> [Exercise directions] A complete answer includes every line below with the word "nothing".

Stored data:
::::
PR #5503, opened 2026-07-14
Fixes self-managed cloud token requests using the domain as a token id (#5497)

### LINKED ISSUE #5497: Self-managed cloud connections request `v1/provider-tokens/tokens/<domain>` instead of `/tokens/<uuid>`
### Summary
For a self-managed **cloud** integration (e.g. GitLab Self-Managed), GitLens repeatedly calls
`GET /v1/provider-tokens/tokens/<host-domain>` — passing the **host domain** where the backend's
`/v1/provider-tokens/tokens/:id` endpoint expects a **UUID token id**. The backend rejects it (originally 5xx
"invalid uuid" from the DB, now 4xx) and GitLens keeps re-issuing it. Surfaced via backend monitoring (DataDog).

The same root cause has a second, more destructive symptom: a **forced re-sync can delete the working token and leave
the connection permanently broken** (details in "Symptom B" below).

Introduced by #5430 (`aead3e398`, "Adds multiple simultaneous connections per provider integration").

### Severity
P1 — repeated failing backend requests per session refresh; token fetch for the connection never succeeds, and a forced
re-sync can permanently break an otherwise-working self-managed connection.

### Root cause (shared)
`ConfiguredIntegrationDescriptor.id` is, for legacy/migrated single connections, the **domain** (self-managed) — this is
intentional for secret-key stability (see `packages/plus/integrations/src/authentication/models.ts:84-91`).

`getConfiguredConnectionId` (`packages/plus/integrations/src/authentication/configuredIntegrationService.ts:490-494`)
returns that `id`, and its doc promises the result is safe to use "as a real per-connection token id" — but it never
checks, so for a legacy self-managed connection it returns the domain. `getCloudSession`
(`.../integrationAuthenticationProvider.ts:278-287`) then feeds that domain into `getConnectionSession(...)` as
`connectionId`, which takes the `/tokens/{connectionId}` branch (`.../cloudIntegrationService.ts:131-133`) →
`v1/provider-tokens/tokens/{domain}`.

For a legacy single self-managed connection the correct request is the provider-scoped `v1/provider-tokens/{provider}`
(the `connectionId == null` branch).

---

### Symptom A — repeated `/tokens/<domain>` requests
The cycle is self-sustaining: when the backend returns a token with no `tokenId`, `getCloudSession` stores the session
with `id = resolveConnectionId(...) = domain` (`.../integrationAuthenticationProvider.ts:324`), so the next fetch
re-reads a domain-keyed descriptor and repeats the bad request.

**Reproduction**
1. Connect a self-managed cloud provider whose backend token has no `tokenId` (legacy / mid-rollout).
2. Trigger any session get/refresh (open Launchpad, a PR/issue read, periodic sync).
3. Observe repeated `GET /v1/provider-tokens/tokens/<domain>` → 4xx/5xx.

---

### Symptom B — forced re-sync can permanently break the connection
`deleteSession` was narrowed by #5430 to delete only the cloud secret and **keep** the configured descriptor
(`preserveConfigured`) — `.../integrationAuthenticationProvider.ts:79-98`. Its sole caller is the forced-resync path
`syncCloudConnection('connected', forceSync=true)` (`packages/plus/integrations/src/models/integration.ts:352-374`),
which deletes then immediately refetches via `ensureSession({ sync:true })` → `getCloudSession`.

- Before #5430: `deleteStoredSessions(id, descriptor, undefined)` deleted **both** secrets **and** removed the descriptor
  → clean disconnected state on failure.
- After #5430: only the cloud secret is deleted and the descriptor is kept.

If the refetch fails, the descriptor survives with no backing secret: the provider is still reported connected, reads
silently return nothing, and no reconnect is prompted.

- **Transient (any cloud provider):** GK API 5xx / offline during refetch → shown connected, reads empty until the next
  successful sync (self-heals).
- **Permanent (self-managed legacy):** the working domain-keyed cloud secret is deleted, the refetch hits
  `/tokens/{domain}` (Symptom A) and fails, and reconcile cannot restore an id-less legacy connection
  (`packages/plus/integrations/src/integrationService.ts:1057-1058` filters out connections with no backend id and
  early-returns). Net: a forced sync **permanently breaks a working connection** until manual disconnect/reconnect.

---

### Proposed fix
1. **Root cause (fixes Symptom A and the permanent case of Symptom B):** make `getConfiguredConnectionId` honor its
   contract — return the id only when it is a real token id (not the domain), else `undefined` so the caller falls
   through to the provider-scoped primary endpoint:

   ```ts
   const connection = candidates?.find(c => c.primary) ?? candidates?.[0];
   return connection != null && connection.id !== connection.domain ? connection.id : undefined;
   ```

   Valid because legacy self-managed descriptors have `id === domain`, while real multi-account connections have a UUID
   `id` distinct from the host `domain`. Only one caller (`getCloudSession`), so the change is contained. Add a
   regression test asserting a legacy domain-keyed self-managed connection uses the provider-scoped path.

2. **Symptom B failure-path hardening (independent):** on a failed forced-resync refetch, don't leave a descriptor with
   no backing secret reported as connected — e.g. don't `preserveConfigured` when the follow-up `ensureSession` returns
   nothing, or reconcile-prune token-less descriptors.

### Notes
Only self-managed **cloud** integrations are affected (`isCloudGitSelfManagedHostIntegrationId`). Cloud providers with a
canonical domain and connections that carry a real backend `tokenId` are unaffected.

ianhattendorf:
Fixes #5497.

## Problem

Self-managed cloud integrations (e.g. GitHub Enterprise, GitLab Self-Hosted) were requesting `v1/provider-tokens/tokens/<domain>` instead of `/tokens/<uuid>`, which the backend rejects as a non-uuid — repeated on every session refresh.

`getConfiguredConnectionId` returned a legacy/migrated connection's descriptor id, which for self-managed hosts is backfilled from the *domain* (see `ConfiguredIntegrationDescriptor.id`). Using that as a per-connection token id produced the bad request.

A related failure mode: a forced re-sync deletes the cloud secret up front but preserves the descriptor so the connection keeps reporting connected while a fresh token is fetched. If that refetch failed, the connection was left reported as connected with **no backing token** — permanent for self-managed legacy connections, since reconcile can't restore an id-less connection.

## Fix

- **`getConfiguredConnectionId`** now only returns an id that is a real per-connection token id (`id !== domain`); legacy connections fall through to the provider-scoped primary endpoint instead of targeting `/tokens/<domain>`.
- **`deleteSession`** gains a `preserveConfigured` option, and `syncCloudConnection` drops the orphaned descriptor when a forced re-sync's replacement fetch returns nothing — a clean disconnect on failure instead of a token-less "connected" state (matches pre-multi-account behavior).

## Testing

- Added `configuredIntegrationService` unit tests: `getConfiguredConnectionId` returns `undefined` for a legacy domain-keyed connection, and the real token id for a genuine multi-account connection.
- Added a `reconcileConnections` test: a failed forced re-sync drops the connection (descriptor + secret) instead of leaving it token-less.
- Both new tests were confirmed to fail without the corresponding source change.
- `pnpm run build` (type-check + lint) passes; all 147 integrations package tests pass.

### DIFF
--- a/CHANGELOG.md
+++ b/CHANGELOG.md
@@ -15,6 +15,10 @@ The format is based on [Keep a Changelog](http://keepachangelog.com/) and this p
 
 - Removes the _Pro_ feature badge from the _Commit Graph_ header &mdash; the _Start New_ menu now occupies that area ([#5447](https://github.com/gitkraken/vscode-gitlens/issues/5447))
 
+### Fixed
+
+- Fixes self-managed cloud integrations (e.g. GitHub Enterprise, GitLab Self-Hosted) repeatedly issuing a token request that the server rejects on every session refresh, and legacy connections getting stuck reported as connected with no usable token &mdash; the per-connection token fetch no longer uses the host domain as the token id, and a connection whose token can no longer be fetched is now cleanly disconnected instead of left token-less ([#5497](https://github.com/gitkraken/vscode-gitlens/issues/5497))
+
 ## [18.3.0] - 2026-07-09
 
 ### Added
--- a/packages/plus/integrations/src/__tests__/configuredIntegrationService.test.ts
+++ b/packages/plus/integrations/src/__tests__/configuredIntegrationService.test.ts
@@ -85,6 +85,103 @@ suite('ConfiguredIntegrationService — multi-account (#5430)', () => {
 		assert.equal(session.accessToken, 'ent');
 	});
 
+	test('getConfiguredConnectionId returns undefined for a legacy self-managed connection keyed by domain', async () => {
+		const runtime = createFakeRuntime();
+		// Legacy/migrated single connection: hydration backfills the descriptor id from the domain, so
+		// `id === domain` (see ConfiguredIntegrationDescriptor.id). That is NOT a real backend token id, and
+		// returning it would target `v1/provider-tokens/tokens/{domain}` (rejected by the backend as a non-uuid).
+		await runtime.storage.store('integrations:configured', {
+			'cloud-github-enterprise': [
+				{ cloud: true, integrationId: 'cloud-github-enterprise', domain: 'gh.example.com', scopes: 'repo' },
+			],
+		});
+
+		const service = new ConfiguredIntegrationService(runtime);
+
+		assert.equal(
+			service.getConfiguredConnectionId(
+				GitSelfManagedHostIntegrationId.CloudGitHubEnterprise,
+				'gh.example.com',
+				true,
+			),
+			undefined,
+			'a domain-keyed legacy id must not be returned as a token id',
+		);
+	});
+
+	test('getConfiguredConnectionId returns the token id for a real multi-account self-managed connection', async () => {
+		const runtime = createFakeRuntime();
+		await runtime.storage.store('integrations:configured', {
+			'cloud-github-enterprise': [
+				{
+					id: 'ghe-a1',
+					cloud: true,
+					integrationId: 'cloud-github-enterprise',
+					domain: 'ghe-a.example.com',
+					scopes: 'repo',
+					primary: true,
+				},
+			],
+		});
+
+		const service = new ConfiguredIntegrationService(runtime);
+
+		assert.equal(
+			service.getConfiguredConnectionId(
+				GitSelfManagedHostIntegrationId.CloudGitHubEnterprise,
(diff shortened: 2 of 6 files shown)


julianmesa-gitkraken (approved):
LGTM

PR #5517, opened 2026-07-17
Fixes live updating of subscription and organization state in webviews

### LINKED ISSUE #5513: Graph header account/integrations state doesn't update after initial load
### Description

Follow-up to #5411 — the account/integrations header at the top of the Graph populates its state when the webview loads, but never reflects changes after that:

- Sign-in/sign-out: signing out from the Graph header itself updates the Home view correctly, while the Graph header keeps showing the previous account
- Switching organization (e.g. via the Home view) doesn't update the Graph header
- Plan/trial state changes — including the Subscription Simulator — are ignored; only a full webview reload picks up the new state
- The integrations chip also presents stale account/plan-gated content after such changes

Since the header state is frozen at load time, everything downstream is stale: the plan tier label, the upgrade CTA, and the plan-gated presentation of the integrations chip.

Applies to both header presentations — the full-width bar and the inline mode added in #5449 — since both feed from the same contexts.

### Root cause (verified)

The per-webview `SubscriptionService` RPC service seeds its reactive signals (`subscriptionState`, `hasAccountState`, `avatarState`, `organizationsCountState`) once in its constructor (`src/webviews/rpc/services/subscription.ts:80-84`). The only code that ever updates them afterwards lives inside the `container.subscription.onDidChange` handler — and that handler is registered **lazily** by `createRpcEventSubscription` (`src/webviews/rpc/eventVisibilityBuffer.ts:226-229`): it is armed only when a webview client calls `onSubscriptionChanged(handler)`.

The Graph app never does. `initAccountContexts` (`src/webviews/apps/plus/graph/graph-app.ts:564-643`) awaits the bridged signal proxies and installs them into the shared contexts, assuming the signal bridge keeps them fresh — but nothing ever updates the host-side signals for the Graph's service instance, so they stay frozen at their construction-time values.

The Home view works only by accident: `src/webviews/apps/home/events.ts:134-138` subscribes to `onSubscriptionChanged` for what its comment claims are "side effects only" (`refreshPromo`) — that incidental call is what arms the container listener and keeps Home's signals live. The comment's claim that state is "handled by signal bridges" is wrong without that subscription.

Notes from verification:

- The Graph's **integrations data channel is live** (it does subscribe to `onIntegrationsChanged`, `graph-app.ts:618-627`); the integrations chip appears stale because its rendering is gated on the frozen subscription signal (`integrations-chip.ts:209-217, 243`). Fixing the subscription signal should resolve most of the integrations symptom too.
- **Commit Details has the same latent bug**: `src/webviews/apps/commitDetails/events.ts:63` removed its `onSubscriptionChanged` call with the same mistaken "bridged from host" comment, so its `SubscriptionService` signals are frozen the same way.
- **`orgSettingsState` is frozen in every webview**: no code anywhere calls `onOrgSettingsChanged`, so the `onDidChangeContext` listener (`subscription.ts:101-121`) never registers. The Graph masks this via its separate legacy `DidChangeOrgSettings` IPC path, but Home (`active-work.ts:337`, `branch-card.ts`) and Commit Details consume the frozen signal for AI/drafts gating.

### Fix direction

Register the `container.subscription.onDidChange` (and `onDidChangeContext`) listeners **eagerly in the `SubscriptionService` constructor**, decoupling signal freshness from RPC-event subscription — this fixes the Graph, Commit Details, and the org-settings staleness everywhere at once. A per-webview workaround (adding an `onSubscriptionChanged` call to `graph-app.ts` like Home's) would fix only the Graph and leave the trap armed for the next consumer.

sergeibbb:
# Description

Closes #5513

The account/subscription header at the top of the Commit Graph populated its state on webview load and never updated afterwards — sign-in/sign-out, organization switches, plan/trial changes, and the Subscription Simulator were all ignored until a full webview reload.

**Root cause**: the per-webview `SubscriptionService`'s reactive signals were only updated inside the `container.subscription.onDidChange` handler, which `createRpcEventSubscription` registers lazily — only when a client subscribes a handler to the RPC change event. The Graph app never subscribes (it reads the bridged signals directly), so its service instance's signals stayed frozen at construction-time values. The Home view stayed live only because it subscribes to `onSubscriptionChanged` for an unrelated side effect (`refreshPromo`), incidentally arming the listener.

## Changes

- Registers the `container.subscription.onDidChange` and `onDidChangeContext` listeners eagerly in the `SubscriptionService` constructor, decoupling signal freshness from RPC-event subscription; the lazy RPC-event subscriptions now only forward buffered events
- Makes `SubscriptionService` disposable; `proxyServices` (moved to a new dependency-free `rpc/services/proxy.ts` module) collects disposable services behind a non-enumerable symbol, and the webview controller releases them at teardown via the new `disposeServices` — deliberately outside `SubscriptionTracker`, whose `reset()` on RPC reconnection would otherwise orphan the eager listeners
- Also fixes, via the same change: frozen account state in Commit Details (same latent bug — it removed its `onSubscriptionChanged` call trusting signals were self-fresh), and frozen organization AI/drafts settings (`orgSettingsState`) in every webview (`onOrgSettingsChanged` has no callers anywhere)
- Corrects the misleading "state handled by signal bridges" comments in `home/events.ts` and `commitDetails/events.ts` to point at where the freshness guarantee actually lives

## Testing

- `pnpm run check`: clean
- `pnpm run test`: 1290 passing, including 3 new tests for the service disposal mechanism (`servicesProxy.test.ts`)
- Live-verified in a dev instance with `gitlens.graph.experimental.homeHeader.enabled`: `gitlens.plus.simulate.subscription` flipped the Graph account chip Community → Pro → Pro Trial live with no reload, including simulator re-runs (the case called out in the issue)
- Note: `SubscriptionService` itself is not unit-testable today — importing it pulls the `context.ts → command.ts → container.ts` chain, which cannot initialize in the self-contained test bundle (pre-existing circular-init limitation); the test file documents this

# Checklist

### DIFF
--- a/CHANGELOG.md
+++ b/CHANGELOG.md
@@ -17,6 +17,7 @@ The format is based on [Keep a Changelog](http://keepachangelog.com/) and this p
 
 ### Fixed
 
+- Fixes the _Commit Graph_ header's account/subscription state never updating after the view loads &mdash; sign-in/sign-out, organization switches, and plan changes (including the subscription simulator) now update the header live instead of requiring a reload; the same underlying fix also keeps account and organization state live in _Commit Details_ and organization AI/drafts settings live in the _Home_ view ([#5513](https://github.com/gitkraken/vscode-gitlens/issues/5513))
 - Fixes the _Commit Graph_ working changes (WIP) details continuing to show files after they were committed or discarded outside of VS Code (e.g. from a terminal)
 - Fixes the _Commit Graph_ view's progress indicator repeatedly flashing while nothing appears to change (most noticeable after the VS Code window regains focus) &mdash; last-fetched updates now coalesce into a single pending update instead of queuing one per `FETCH_HEAD` change
 
--- a/src/webviews/apps/commitDetails/events.ts
+++ b/src/webviews/apps/commitDetails/events.ts
@@ -60,8 +60,8 @@ export function setupSubscriptions(
 				handleRepositoryChanged(state, event, actions),
 			),
 		() => services.config.onConfigChanged(() => handleConfigChanged(actions)),
-		// Note: onSubscriptionChanged removed — hasAccount signal bridged from host
-		// Note: onOrgSettingsChanged removed — orgSettings signal bridged from host
+		// Note: onSubscriptionChanged/onOrgSettingsChanged removed — the bridged hasAccount and
+		// orgSettings signals are kept fresh by SubscriptionService's eager listeners (#5513)
 		() =>
 			services.integrations.onIntegrationsChanged(data => handleIntegrationsChanged(state, data.hasAnyConnected)),
 		() => services.ai.onModelChanged(model => state.aiModel.set(model)),
--- a/src/webviews/apps/home/events.ts
+++ b/src/webviews/apps/home/events.ts
@@ -131,7 +131,9 @@ export function setupSubscriptions(
 		// Generic events — from WebviewEventsService
 		// ============================================================
 
-		// Subscription changed — state handled by signal bridges, keep side effects only
+		// Subscription changed — state flows via the bridged signals, whose freshness is
+		// guaranteed by SubscriptionService's eager listeners (#5513); this subscription
+		// exists solely for its side effects and is safe to remove if they go away
 		() =>
 			services.subscription.onSubscriptionChanged(() => {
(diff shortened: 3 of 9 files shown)


sergeibbb:
augment review

Issue #5449, opened 2026-07-06
Add an inline mode to the Graph header bar for vertically constrained views


sergeibbb:
### Description

Follow-up to #5411 — from the GitLens standup on 2026-07-06.

- The Graph header bar should support two modes, switching based on the available vertical space:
::::
> [Solved exercise]
silently return nothing, and no reconnect is prompted.
   nothing, or reconcile-prune token-less descriptors.
- **`deleteSession`** gains a `preserveConfigured` option, and `syncCloudConnection` drops the orphaned descriptor when a forced re-sync's replacement fetch returns nothing — a clean disconnect on failure instead of a token-less "connected" state (matches pre-multi-account behavior).
The Graph app never does. `initAccountContexts` (`src/webviews/apps/plus/graph/graph-app.ts:564-643`) awaits the bridged signal proxies and installs them into the shared contexts, assuming the signal bridge keeps them fresh — but nothing ever updates the host-side signals for the Graph's service instance, so they stay frozen at their construction-time values.
 - Fixes the _Commit Graph_ view's progress indicator repeatedly flashing while nothing appears to change (most noticeable after the VS Code window regains focus) &mdash; last-fetched updates now coalesce into a single pending update instead of queuing one per `FETCH_HEAD` change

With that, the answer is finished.